*** RECORD EXCERPTS ***
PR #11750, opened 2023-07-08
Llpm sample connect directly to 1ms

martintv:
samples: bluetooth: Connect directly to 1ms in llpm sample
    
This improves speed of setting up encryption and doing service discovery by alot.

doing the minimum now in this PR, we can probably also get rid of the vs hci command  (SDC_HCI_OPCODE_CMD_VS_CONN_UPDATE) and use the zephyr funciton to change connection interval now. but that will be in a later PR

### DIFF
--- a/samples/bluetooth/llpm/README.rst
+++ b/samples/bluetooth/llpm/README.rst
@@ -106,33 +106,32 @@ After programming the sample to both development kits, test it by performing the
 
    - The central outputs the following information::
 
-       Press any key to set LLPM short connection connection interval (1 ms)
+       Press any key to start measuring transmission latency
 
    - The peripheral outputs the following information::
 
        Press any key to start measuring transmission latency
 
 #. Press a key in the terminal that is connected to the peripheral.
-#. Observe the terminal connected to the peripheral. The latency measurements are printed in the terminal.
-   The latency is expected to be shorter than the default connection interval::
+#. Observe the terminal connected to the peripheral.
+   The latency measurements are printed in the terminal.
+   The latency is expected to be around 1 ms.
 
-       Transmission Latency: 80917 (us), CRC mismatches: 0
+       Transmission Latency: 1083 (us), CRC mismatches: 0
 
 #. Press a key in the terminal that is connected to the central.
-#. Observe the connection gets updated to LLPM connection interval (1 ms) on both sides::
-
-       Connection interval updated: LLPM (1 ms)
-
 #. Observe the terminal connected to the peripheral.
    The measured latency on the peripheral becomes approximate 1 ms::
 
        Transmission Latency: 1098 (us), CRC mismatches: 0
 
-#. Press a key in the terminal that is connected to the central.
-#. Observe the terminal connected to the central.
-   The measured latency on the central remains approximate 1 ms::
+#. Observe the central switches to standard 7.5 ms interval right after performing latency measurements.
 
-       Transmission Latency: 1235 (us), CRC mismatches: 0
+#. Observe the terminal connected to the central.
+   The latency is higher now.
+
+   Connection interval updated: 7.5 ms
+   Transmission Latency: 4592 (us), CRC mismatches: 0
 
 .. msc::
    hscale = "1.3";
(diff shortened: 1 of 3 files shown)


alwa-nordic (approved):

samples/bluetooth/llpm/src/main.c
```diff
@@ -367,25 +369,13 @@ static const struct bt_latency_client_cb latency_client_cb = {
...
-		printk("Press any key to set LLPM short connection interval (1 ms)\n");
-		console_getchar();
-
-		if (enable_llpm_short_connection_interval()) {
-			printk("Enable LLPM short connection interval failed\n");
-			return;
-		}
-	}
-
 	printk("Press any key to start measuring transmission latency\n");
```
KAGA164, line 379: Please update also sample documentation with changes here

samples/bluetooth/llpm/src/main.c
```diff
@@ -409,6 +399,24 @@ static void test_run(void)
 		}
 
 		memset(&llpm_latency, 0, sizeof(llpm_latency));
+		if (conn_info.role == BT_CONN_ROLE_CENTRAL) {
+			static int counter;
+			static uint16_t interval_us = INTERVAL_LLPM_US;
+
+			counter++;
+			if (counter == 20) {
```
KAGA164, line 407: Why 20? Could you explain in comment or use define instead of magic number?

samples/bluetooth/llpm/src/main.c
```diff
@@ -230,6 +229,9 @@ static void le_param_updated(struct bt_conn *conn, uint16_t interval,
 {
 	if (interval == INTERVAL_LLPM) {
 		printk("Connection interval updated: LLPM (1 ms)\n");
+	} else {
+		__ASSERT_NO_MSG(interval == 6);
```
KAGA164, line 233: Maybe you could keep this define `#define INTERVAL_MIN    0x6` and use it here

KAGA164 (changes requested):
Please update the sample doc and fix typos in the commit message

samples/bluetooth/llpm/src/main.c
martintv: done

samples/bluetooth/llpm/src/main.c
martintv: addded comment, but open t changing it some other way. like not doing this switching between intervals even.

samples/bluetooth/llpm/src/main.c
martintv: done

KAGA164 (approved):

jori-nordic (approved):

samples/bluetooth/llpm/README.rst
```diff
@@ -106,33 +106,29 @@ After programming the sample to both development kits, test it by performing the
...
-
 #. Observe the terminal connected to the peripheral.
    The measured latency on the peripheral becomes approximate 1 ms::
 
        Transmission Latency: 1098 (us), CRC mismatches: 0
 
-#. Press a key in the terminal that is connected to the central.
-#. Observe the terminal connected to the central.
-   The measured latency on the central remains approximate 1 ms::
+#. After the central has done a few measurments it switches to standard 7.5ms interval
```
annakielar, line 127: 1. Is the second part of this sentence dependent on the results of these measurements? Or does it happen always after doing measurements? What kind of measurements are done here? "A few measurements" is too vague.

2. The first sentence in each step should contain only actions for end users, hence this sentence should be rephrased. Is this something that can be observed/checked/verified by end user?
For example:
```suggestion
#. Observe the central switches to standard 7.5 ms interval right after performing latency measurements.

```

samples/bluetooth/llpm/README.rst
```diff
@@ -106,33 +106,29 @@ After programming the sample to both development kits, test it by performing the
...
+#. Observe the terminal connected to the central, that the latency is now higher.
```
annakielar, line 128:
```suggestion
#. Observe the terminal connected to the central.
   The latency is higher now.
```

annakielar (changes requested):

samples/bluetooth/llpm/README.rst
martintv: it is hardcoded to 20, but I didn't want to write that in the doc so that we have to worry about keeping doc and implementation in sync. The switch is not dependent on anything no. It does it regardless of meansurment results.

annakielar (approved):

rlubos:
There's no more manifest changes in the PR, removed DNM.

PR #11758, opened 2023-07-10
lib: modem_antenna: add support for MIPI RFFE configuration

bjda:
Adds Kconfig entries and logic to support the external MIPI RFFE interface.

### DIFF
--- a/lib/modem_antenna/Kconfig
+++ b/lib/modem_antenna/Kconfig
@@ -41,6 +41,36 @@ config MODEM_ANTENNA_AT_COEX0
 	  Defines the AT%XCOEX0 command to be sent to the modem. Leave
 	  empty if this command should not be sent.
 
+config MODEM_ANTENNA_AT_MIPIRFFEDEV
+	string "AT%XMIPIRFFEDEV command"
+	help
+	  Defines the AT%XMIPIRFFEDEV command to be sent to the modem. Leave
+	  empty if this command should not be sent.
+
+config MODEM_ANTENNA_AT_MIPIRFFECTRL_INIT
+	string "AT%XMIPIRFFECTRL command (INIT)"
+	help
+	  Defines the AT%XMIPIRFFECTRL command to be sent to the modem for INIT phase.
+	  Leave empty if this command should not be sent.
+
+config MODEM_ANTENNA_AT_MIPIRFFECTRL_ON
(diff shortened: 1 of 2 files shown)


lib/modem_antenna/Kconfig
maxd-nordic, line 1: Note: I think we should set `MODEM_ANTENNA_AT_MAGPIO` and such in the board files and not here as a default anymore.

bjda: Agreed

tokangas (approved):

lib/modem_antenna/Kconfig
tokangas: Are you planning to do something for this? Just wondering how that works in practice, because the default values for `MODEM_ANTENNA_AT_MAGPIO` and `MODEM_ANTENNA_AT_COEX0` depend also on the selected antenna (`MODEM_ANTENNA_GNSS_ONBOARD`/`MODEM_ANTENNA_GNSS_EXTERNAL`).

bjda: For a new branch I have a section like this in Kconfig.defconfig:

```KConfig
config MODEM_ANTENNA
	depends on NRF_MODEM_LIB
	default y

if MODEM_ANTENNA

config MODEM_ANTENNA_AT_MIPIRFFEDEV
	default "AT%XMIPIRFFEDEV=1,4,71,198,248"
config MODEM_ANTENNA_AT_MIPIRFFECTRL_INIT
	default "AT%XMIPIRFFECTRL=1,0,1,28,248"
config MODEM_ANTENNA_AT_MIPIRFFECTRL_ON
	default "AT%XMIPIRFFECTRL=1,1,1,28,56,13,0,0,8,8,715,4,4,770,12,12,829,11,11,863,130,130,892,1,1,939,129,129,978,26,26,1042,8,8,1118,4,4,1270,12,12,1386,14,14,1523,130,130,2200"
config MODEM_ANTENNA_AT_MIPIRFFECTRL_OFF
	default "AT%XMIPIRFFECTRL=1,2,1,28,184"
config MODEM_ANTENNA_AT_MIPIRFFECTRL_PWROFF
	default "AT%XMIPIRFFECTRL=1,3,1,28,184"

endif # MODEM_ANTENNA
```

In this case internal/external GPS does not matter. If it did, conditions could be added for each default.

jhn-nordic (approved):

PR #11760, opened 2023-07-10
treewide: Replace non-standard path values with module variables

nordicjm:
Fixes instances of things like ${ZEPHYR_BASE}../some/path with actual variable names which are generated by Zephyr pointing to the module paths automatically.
*** End of RECORD EXCERPTS ***
**EXERCISE DIRECTIONS:** Copy every line in the records above that contains the word "each".

**SOLVED EXERCISE:**
2. The first sentence in each step should contain only actions for end users, hence this sentence should be rephrased. Is this something that can be observed/checked/verified by end user?
In this case internal/external GPS does not matter. If it did, conditions could be added for each default.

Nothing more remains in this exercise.